[Start of section]
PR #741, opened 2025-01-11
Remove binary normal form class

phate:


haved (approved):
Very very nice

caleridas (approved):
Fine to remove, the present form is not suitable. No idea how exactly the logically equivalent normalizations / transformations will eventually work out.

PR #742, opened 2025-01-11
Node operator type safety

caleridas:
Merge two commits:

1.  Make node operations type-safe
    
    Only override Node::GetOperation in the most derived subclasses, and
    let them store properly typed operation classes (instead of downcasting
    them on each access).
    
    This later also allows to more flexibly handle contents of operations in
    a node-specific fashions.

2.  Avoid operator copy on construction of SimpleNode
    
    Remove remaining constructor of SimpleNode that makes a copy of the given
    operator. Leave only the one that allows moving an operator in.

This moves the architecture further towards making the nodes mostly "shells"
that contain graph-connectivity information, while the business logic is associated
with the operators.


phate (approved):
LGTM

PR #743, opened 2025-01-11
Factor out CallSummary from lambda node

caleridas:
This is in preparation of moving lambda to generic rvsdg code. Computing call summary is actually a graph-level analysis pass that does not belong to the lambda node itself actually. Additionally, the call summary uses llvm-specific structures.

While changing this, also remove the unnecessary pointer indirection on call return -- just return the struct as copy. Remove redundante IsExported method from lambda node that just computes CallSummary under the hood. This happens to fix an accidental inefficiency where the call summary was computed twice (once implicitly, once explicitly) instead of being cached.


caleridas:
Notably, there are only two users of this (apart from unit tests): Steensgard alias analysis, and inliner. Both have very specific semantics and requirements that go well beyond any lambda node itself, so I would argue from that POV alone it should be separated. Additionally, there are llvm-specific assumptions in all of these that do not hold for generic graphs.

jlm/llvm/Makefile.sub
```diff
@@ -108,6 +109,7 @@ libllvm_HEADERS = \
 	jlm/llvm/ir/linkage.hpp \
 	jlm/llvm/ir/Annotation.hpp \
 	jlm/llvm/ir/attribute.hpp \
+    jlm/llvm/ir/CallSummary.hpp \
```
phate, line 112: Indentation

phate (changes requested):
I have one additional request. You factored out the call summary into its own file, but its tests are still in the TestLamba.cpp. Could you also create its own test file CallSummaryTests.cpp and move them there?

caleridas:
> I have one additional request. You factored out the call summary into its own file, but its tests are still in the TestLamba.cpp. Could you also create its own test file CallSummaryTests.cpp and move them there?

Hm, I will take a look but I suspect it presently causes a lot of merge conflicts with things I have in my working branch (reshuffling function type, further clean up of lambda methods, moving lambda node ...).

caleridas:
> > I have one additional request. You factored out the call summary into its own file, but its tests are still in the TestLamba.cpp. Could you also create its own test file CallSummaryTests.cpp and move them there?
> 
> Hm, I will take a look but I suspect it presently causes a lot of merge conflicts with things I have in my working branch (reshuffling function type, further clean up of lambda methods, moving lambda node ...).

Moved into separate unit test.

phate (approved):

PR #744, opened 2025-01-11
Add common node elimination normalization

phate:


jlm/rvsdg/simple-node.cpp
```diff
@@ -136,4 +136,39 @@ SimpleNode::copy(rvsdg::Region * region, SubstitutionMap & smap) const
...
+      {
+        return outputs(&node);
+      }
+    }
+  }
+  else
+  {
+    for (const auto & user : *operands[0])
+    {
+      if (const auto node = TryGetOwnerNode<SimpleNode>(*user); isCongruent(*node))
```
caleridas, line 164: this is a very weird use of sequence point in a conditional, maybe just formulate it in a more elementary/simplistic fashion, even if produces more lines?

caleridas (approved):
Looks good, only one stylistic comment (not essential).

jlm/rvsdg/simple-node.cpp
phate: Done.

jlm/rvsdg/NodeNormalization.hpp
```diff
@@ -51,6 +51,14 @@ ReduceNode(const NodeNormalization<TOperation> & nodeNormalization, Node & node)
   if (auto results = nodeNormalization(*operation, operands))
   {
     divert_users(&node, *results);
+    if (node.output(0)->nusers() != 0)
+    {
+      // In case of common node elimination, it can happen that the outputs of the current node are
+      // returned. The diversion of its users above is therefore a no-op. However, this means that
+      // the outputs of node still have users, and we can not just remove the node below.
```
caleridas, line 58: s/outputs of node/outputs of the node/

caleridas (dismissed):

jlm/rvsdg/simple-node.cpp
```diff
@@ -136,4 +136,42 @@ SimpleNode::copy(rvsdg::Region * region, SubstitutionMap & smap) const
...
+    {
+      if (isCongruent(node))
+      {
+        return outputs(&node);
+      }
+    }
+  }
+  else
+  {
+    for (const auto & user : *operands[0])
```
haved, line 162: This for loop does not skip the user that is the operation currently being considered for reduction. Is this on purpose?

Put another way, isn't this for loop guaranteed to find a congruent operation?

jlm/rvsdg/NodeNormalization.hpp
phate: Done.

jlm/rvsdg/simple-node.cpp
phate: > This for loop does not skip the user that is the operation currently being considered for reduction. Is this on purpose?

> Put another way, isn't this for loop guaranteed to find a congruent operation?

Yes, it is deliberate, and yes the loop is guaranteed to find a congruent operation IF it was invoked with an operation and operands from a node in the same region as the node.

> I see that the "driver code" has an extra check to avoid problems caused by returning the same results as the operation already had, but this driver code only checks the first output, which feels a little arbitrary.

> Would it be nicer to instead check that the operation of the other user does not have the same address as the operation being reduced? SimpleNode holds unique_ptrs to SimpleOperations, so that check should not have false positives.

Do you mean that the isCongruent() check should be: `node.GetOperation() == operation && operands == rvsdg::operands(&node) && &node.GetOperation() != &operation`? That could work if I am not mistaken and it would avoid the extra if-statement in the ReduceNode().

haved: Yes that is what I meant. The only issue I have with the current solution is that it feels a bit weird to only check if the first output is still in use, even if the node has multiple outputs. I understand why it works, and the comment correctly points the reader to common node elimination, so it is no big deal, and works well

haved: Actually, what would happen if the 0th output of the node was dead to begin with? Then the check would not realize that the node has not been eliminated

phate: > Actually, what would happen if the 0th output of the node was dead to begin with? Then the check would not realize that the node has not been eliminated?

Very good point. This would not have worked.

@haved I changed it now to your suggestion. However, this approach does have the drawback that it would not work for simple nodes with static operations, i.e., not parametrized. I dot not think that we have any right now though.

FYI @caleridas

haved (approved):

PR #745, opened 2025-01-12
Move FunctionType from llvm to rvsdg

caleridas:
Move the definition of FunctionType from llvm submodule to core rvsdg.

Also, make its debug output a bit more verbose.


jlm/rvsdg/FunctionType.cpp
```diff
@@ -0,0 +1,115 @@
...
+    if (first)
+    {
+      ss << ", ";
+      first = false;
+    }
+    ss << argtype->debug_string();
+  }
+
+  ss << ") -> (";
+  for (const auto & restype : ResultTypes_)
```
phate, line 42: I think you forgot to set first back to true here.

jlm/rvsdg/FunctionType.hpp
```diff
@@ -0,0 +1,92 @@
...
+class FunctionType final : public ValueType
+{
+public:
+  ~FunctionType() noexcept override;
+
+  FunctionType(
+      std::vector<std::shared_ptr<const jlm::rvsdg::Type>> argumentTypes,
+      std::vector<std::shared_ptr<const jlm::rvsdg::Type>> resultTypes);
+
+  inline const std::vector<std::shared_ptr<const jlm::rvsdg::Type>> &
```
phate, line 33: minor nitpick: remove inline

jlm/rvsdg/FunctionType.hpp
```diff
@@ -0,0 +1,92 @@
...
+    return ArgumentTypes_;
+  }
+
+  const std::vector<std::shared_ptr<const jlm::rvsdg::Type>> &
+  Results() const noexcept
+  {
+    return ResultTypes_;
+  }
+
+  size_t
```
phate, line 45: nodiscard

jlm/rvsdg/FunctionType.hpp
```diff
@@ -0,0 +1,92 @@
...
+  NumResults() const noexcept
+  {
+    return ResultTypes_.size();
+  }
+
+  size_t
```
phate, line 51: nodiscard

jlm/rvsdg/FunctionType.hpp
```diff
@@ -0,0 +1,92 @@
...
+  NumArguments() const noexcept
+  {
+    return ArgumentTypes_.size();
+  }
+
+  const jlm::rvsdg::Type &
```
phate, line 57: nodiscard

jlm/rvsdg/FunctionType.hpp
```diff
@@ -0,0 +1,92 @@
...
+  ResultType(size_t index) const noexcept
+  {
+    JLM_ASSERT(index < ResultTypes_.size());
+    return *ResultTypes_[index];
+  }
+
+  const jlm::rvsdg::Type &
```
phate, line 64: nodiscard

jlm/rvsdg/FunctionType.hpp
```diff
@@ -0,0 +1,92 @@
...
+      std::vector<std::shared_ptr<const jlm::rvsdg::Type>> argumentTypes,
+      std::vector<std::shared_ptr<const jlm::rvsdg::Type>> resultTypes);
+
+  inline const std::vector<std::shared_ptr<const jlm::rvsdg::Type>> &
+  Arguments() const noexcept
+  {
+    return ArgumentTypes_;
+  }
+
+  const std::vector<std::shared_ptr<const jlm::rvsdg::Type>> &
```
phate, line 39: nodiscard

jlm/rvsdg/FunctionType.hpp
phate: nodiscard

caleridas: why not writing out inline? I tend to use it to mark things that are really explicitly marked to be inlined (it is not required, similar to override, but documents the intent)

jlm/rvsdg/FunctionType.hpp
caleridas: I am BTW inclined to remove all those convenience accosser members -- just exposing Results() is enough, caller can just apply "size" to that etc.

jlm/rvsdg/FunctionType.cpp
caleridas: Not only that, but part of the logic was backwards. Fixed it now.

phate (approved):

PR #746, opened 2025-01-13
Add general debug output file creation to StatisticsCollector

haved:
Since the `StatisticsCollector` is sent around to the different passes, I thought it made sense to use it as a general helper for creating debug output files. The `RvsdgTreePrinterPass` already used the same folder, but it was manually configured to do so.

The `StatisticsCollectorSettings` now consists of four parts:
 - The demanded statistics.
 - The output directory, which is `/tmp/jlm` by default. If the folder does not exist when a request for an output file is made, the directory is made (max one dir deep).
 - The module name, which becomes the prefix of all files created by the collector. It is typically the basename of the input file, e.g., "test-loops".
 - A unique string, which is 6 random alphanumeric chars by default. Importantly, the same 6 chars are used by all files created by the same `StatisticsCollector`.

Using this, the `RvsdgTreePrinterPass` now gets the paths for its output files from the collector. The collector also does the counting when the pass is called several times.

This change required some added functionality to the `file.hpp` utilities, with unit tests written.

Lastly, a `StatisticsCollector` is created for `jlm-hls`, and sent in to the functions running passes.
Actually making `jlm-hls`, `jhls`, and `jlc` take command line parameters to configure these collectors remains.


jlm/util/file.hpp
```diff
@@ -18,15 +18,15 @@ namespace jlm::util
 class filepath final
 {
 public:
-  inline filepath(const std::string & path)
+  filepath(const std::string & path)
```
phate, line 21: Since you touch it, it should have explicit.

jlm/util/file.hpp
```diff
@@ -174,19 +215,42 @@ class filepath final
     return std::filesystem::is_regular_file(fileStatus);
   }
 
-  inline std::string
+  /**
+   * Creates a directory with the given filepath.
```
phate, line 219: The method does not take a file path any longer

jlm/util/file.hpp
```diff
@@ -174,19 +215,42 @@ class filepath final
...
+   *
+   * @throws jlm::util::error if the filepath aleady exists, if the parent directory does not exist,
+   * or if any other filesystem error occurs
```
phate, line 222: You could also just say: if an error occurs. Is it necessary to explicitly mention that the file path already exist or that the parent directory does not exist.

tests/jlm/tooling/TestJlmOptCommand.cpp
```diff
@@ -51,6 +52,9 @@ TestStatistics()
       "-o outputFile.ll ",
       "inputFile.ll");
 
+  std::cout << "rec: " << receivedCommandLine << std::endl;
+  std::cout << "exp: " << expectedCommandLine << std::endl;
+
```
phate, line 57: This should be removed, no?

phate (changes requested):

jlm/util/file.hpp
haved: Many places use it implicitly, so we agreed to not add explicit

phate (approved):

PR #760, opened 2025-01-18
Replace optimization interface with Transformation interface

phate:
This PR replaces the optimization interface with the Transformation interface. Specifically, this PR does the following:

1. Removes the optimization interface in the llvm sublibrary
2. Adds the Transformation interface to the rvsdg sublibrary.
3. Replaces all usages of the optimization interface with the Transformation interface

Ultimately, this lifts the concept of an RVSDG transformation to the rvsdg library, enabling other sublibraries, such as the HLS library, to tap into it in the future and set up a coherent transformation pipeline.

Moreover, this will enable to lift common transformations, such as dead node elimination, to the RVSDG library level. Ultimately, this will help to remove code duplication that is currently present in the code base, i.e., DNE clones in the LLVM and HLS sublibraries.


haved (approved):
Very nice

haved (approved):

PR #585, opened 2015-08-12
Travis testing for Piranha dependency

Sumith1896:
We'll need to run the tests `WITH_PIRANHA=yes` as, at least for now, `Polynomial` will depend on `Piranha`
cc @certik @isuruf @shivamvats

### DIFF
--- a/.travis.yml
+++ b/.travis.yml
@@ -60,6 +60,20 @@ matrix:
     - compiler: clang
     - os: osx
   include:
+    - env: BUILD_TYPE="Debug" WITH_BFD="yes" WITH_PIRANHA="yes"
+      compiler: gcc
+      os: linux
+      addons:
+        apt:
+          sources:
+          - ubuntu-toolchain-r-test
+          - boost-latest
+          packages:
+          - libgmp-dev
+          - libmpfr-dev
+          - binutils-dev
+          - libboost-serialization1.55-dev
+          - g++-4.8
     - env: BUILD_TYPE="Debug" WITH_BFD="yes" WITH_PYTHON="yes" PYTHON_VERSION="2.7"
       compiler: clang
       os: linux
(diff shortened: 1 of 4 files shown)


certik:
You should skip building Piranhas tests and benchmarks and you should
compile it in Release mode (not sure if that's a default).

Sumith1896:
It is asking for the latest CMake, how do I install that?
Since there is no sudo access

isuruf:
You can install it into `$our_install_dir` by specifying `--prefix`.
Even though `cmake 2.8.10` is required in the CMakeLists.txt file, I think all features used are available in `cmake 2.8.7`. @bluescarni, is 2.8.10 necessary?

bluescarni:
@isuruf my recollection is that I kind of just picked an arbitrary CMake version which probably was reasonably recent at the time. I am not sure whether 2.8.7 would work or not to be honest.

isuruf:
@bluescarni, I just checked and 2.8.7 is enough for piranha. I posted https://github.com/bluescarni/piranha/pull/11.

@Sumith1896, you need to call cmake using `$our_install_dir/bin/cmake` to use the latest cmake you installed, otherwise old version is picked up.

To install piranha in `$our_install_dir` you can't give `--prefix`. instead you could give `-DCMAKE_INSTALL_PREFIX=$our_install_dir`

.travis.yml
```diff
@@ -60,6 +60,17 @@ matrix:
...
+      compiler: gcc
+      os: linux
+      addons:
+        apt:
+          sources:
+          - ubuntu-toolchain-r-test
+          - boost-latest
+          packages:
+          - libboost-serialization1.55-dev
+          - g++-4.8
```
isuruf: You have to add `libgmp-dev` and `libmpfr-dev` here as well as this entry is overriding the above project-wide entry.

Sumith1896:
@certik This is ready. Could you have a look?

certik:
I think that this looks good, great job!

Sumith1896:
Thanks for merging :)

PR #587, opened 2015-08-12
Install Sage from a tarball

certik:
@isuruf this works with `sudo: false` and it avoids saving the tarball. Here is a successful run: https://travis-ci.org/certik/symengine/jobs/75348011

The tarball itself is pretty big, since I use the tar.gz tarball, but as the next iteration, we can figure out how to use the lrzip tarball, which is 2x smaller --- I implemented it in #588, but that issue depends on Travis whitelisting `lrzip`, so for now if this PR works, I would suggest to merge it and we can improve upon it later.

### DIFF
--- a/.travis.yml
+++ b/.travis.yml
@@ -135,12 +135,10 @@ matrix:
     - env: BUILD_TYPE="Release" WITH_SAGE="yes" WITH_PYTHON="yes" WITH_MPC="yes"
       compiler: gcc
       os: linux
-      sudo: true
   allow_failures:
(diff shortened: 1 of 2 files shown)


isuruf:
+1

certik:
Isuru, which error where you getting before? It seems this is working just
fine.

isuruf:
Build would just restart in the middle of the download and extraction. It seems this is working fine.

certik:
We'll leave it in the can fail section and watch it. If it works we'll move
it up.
[End of section]
▶ [Exercise prompt]:
Find all lines in the records that hold the word "dead". Copy them.

▶ [Reply to the task]:
haved: Actually, what would happen if the 0th output of the node was dead to begin with? Then the check would not realize that the node has not been eliminated
phate: > Actually, what would happen if the 0th output of the node was dead to begin with? Then the check would not realize that the node has not been eliminated?
Moreover, this will enable to lift common transformations, such as dead node elimination, to the RVSDG library level. Ultimately, this will help to remove code duplication that is currently present in the code base, i.e., DNE clones in the LLVM and HLS sublibraries.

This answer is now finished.